Он раздраженно передернул плечами и, отвернувшись, спросил:

— А вам-то что? Зачем спрашиваете?

— Просто любопытно. — Священник почесал подбородок и убрал с лица улыбку. — Я человек любопытный; знания о плотских радостях, даже из вторых рук, все равно знания.

— Вероятно, многолетнее выслушивание чужих исповедей способствует развитию болезненного любопытства, — обронил Пит, по-прежнему не глядя на Абернати.

— Даже если так, это нисколько не оскверняет обряд таинства исповеди.

— Я знаю, что говорили вальденсы.  Я хотел сказать…
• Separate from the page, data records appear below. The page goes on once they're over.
PR #3530, opened 2020-12-27
Deferred Asset Loader

### LINKED ISSUE #3523: Deferred Asset Manager
NIck's skin will explode the installer if we include the high res backgrounds. So ideally the skin engine could say

```
<image resource="foo" remote_url="https://bar"/> 
```

then lazy grab it when you load the skin (with  a prompt). 

So lets make a class which allows us to resolve that cross platform. This issue is not to mod skin engine but just to have a tested way to grab https assets cross platform with appropriate threading and what not.

baconpaul:
1. Implement an API to load assets into a local cache
2. Add a regets which tests this API
3. Implement on mac (Foundation), win (WinHTTP) and lin (libcurl)

Closes #3523


baconpaul:
WIP - BP will merge thanks!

— Ты хотел сказать, что я вроде тех, кто в дырочку подсматривает за голыми бабами. — Абернати удрученно вздохнул, поднялся со стула, одернул сутану. — Ладно, я пошел домой.

Пит проводил священника до двери, а заодно и выпустил на двор Тома-Шустрика, чтоб тот сделал свои обычные вечерние дела.

Повсюду пыль была прибита росой. Но копыта голштинки поднимали дорожную пыль, которая летела в лицо Тибору. Он отворачивал голову в сторону и обозревал утренний пейзаж.

"Какие цвета! Сколько красок!.. Господи Иисусе! Какие краски!" — думал Тибор.

Утром мир красок живет особой жизнью: эта влажная зелень листьев, эта пастельная маслянистость серо-голубых перышек сойки, этот насыщенно-сочный цвет конских яблок — все и вся смотрится иначе! Чудесное преображение длится часов до одиннадцати. Потом буйство красок вроде бы остается, но магия как бы ускользает из мира — влажная магия утра.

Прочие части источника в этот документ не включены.